Extracting Pdf to jpeg images conversion issues

Hi,

I am facing issues in extracting pdf to jpg images

  1. In following pdf file it forms multiple copies of a image(equal to number of pages) and all the images do not get converted.
    file-sample_150kB.pdf (139.4 KB)

  2. In following pdf file there are no images but it forms a number of blank jpg images(equal to number of pages in the pdf file)programs.pdf (281.9 KB)

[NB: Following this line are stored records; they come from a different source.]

PR #536, opened 2026-04-21
feat(search): Rust-native target generator plugin system

lsschmid:
## Summary

Rust-side complement to the Python target generator plugin from #533. Where #533 adds `TargetGeneratorABC` in Python (generate → validate → solve loop in Python with per-candidate `solver.solve()` calls), this PR moves the entire loop into Rust:

- **Python (#533):** Each candidate requires a Python → Rust → Python round-trip (GIL released during solve, but re-acquired between candidates).
- **Rust (this PR):** `solve_with_generator()` runs the full generate → validate → solve loop in Rust with a single FFI call and the GIL released throughout.

Both systems coexist — Python generators use `TargetGeneratorABC`, Rust generators use the `TargetGenerator` trait. A `DefaultTargetGenerator` in Rust replicates the Python default (CZ blockade partner lookup).

### New API

**Rust:** `TargetGenerator` trait, `DefaultTargetGenerator`, `validate_candidate()`, `MoveSolver::solve_with_generator()`, `MoveSolver::generate_candidates()`, `MultiSolveResult` with per-candidate `CandidateAttempt` debug info.

**Python (via PyO3):** `DefaultTargetGenerator`, `MultiSolveResult`, `MoveSolver.solve_with_generator()`, `MoveSolver.generate_candidates()`.

## Test plan

- [x] 156 Rust tests pass (8 new: 5 unit + 3 integration)
- [x] 9 new Python tests pass
- [x] `cargo fmt`, `cargo check`, `cargo clippy` clean


crates/bloqade-lanes-bytecode-python/src/search_python.rs
```diff
@@ -193,116 +194,392 @@ impl PyMoveSolver {
...
+    ///     w_t: Time-distance blend (default 0.05).
+    ///
+    /// Returns:
+    ///     MultiSolveResult with per-candidate debug info.
+    #[pyo3(signature = (initial, blocked, controls, targets, generator=None, max_expansions=None, strategy="astar", top_c=3, max_movesets_per_group=3, weight=1.0, restarts=1, lookahead=false, deadlock_policy="skip", w_t=0.05))]
+    #[allow(clippy::too_many_arguments)]
+    fn solve_with_generator(
+        &self,
+        py: Python<'_>,
+        initial: Vec<(u32, u32, u32, u32)>,
```
weinbe58: Make sure to use the relevant structures for readability. For example I assume here that this is supposed to encode the location addresses for each qubit id. I don't think the LocationAddress give any overhead in terms of performance in rust.

crates/bloqade-lanes-bytecode-python/src/search_python.rs
```diff
@@ -193,116 +194,392 @@ impl PyMoveSolver {
...
+        "cascade" | "cascade-ids" => Strategy::Cascade {
+            inner: InnerStrategy::Ids,
+        },
+        "cascade-dfs" => Strategy::Cascade {
+            inner: InnerStrategy::Dfs,
+        },
+        "cascade-entropy" => Strategy::Cascade {
+            inner: InnerStrategy::Entropy,
+        },
+        "entropy" => Strategy::Entropy,
```
weinbe58: Not blocking we can fix this later but I would like to implement enums for the python interfaces as well

crates/bloqade-lanes-bytecode-python/src/search_python.rs
weinbe58: If the issue is the difference between the rust and python objects the new wrappers should have a way of extracting the rust objects at the callsite of the py03 API

crates/bloqade-lanes-bytecode-python/src/search_python.rs
```diff
@@ -193,116 +194,392 @@ impl PyMoveSolver {
...
+
+#[allow(clippy::too_many_arguments)]
+fn build_solve_options(
+    strategy: &str,
+    top_c: usize,
+    max_movesets_per_group: usize,
+    weight: f64,
+    restarts: u32,
+    lookahead: bool,
+    deadlock_policy: &str,
```
weinbe58: To reduce the number of arguments creating a struct with the fields could be helpful. You can even make it a python object so it is shared across the rust-python boundary.

weinbe58 (changes requested):
overall looks good I think we need some work on building some abstractions for carring around the solver parameters as well as making sure to use the abstractions at the boundary to make it clear what data is being passed around. 

I know currently it is a bit awkward because there are python objects are thin wrappers of the rust objects added in https://github.com/QuEraComputing/bloqade-lanes/pull/473

lsschmid (commented):
Thanks for the review! I've addressed the immediate feedback (enums, SolveOptions, typed LocationAddress on the new methods). 

For the broader refactoring — making the wrapper types the consistent boundary representation across all solver methods (including migrating the existing `solve()` API away from raw tuples) — I'll create a separate follow-up PR to keep this one focused.

crates/bloqade-lanes-bytecode-python/src/search_python.rs
lsschmid: Addressed in 7349afb — `solve()`, `solve_with_generator()`, and `generate_candidates()` now accept `dict[int, LocationAddress]` and `list[LocationAddress]` instead of raw tuples. `goal_config` also returns `dict[int, LocationAddress]`.

crates/bloqade-lanes-bytecode-python/src/search_python.rs
lsschmid: Addressed in 74bceba — added `SearchStrategy` and `DeadlockPolicy` enum pyclasses.

crates/bloqade-lanes-bytecode-python/src/search_python.rs
lsschmid: Addressed together with comment 6 — the PyO3 methods now accept `PyLocationAddr` directly and access `.inner` at the boundary.

crates/bloqade-lanes-bytecode-python/src/search_python.rs
lsschmid: Addressed in 74bceba — added `SolveOptions` pyclass that bundles all tuning parameters. All solver methods now accept `options: SolveOptions | None` instead of individual params.

lsschmid (commented):
All feedback has been addressed in this PR:

- **Enums** (comment 7): `SearchStrategy` + `DeadlockPolicy` pyclasses (74bceba)
- **SolveOptions** (comment 9): Bundles all tuning params into a single struct (74bceba)  
- **Typed LocationAddress** (comments 6+8): `solve()`, `solve_with_generator()`, `generate_candidates()` and `goal_config` all use `LocationAddress` instead of raw tuples (7349afb)
- Dead string-parsing helpers removed

weinbe58 (approved):
LGTM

Here is the code I am using:
for (int pageCount = 1; pageCount <= document.getPages().size(); pageCount++)
{
Page page = page = pages.get_Item(pageCount);
XImageCollection images = images = page.getResources().getImages();
for(int imageCount = 1; imageCount <= images.size(); ++imageCount) {
XImage xImage = images.get_Item(imageCount);
zos.putNextEntry(new ZipEntry(fileNameWithOutExtension+pageCount+imageCount+".jpg")); //c
xImage.save(zos);
zos.closeEntry();
}
}

@MathiasT

Thank you for contacting support.

For the first issue, a ticket with ID PDFNET-47304 has been logged in our issue management system for further investigation and resolution. However, for the second file, it contains several other images including inline images. You may check the same with Preflight by listing page objects or with below code snippet:

// Open document
Document pdfDocument = new Document(dataDir + "programs.pdf");
pdfDocument.Save(dataDir + "test.xml" , SaveFormat.MobiXml);

Likewise, below code snippet saves hundreds of images from this PDF document.

// Open document
Document pdfDocument = new Document(dataDir + "programs.pdf");
int counter = 0;
foreach (Page page in pdfDocument.Pages)
{
    foreach (XImage xImage in page.Resources.Images)
    {
        counter++;
        FileStream outputImage = new FileStream(dataDir + "output_" + counter + ".jpg", FileMode.Create);

        // Save output image
        xImage.Save(outputImage, System.Drawing.Imaging.ImageFormat.Jpeg);
        outputImage.Close();
    }
}

Hi,

Thank you for the reply. But I am using Aspose Java. Can you please provide code snippet for java. I would also like you to log ticket as per as per aspose java. You have logged ticket as PDFNET-47304.

Thanks

@MathiasT

Thank you for the information.

Below are the code snippets for your kind reference.

// Open document
Document pdfDocument = new Document(dataDir + "programs.pdf");
pdfDocument.save(dataDir + "test.xml" , SaveFormat.MobiXml);
// Open document
Document pdfDocument = new Document(dataDir + "programs.pdf");
int counter = 0;
for (Page page : pdfDocument.getPages())
{
    for (XImage xImage : page.getResources().getImages())
    {
        counter++;
        OutputStream outputImage = new FileOutputStream(dataDir + "output_" + counter + ".jpg");

        // Save output image
        xImage.save(outputImage, ImageType.PNG);
    }
}

Moreover, the ticket has been logged as PDFJAVA-39010 and has been linked with this thread. We will let you know once any update will be available in ths regard.

@MathiasT

Can you please try using Aspose.PDF for Java 21.11 and let us know in case you still face this issue?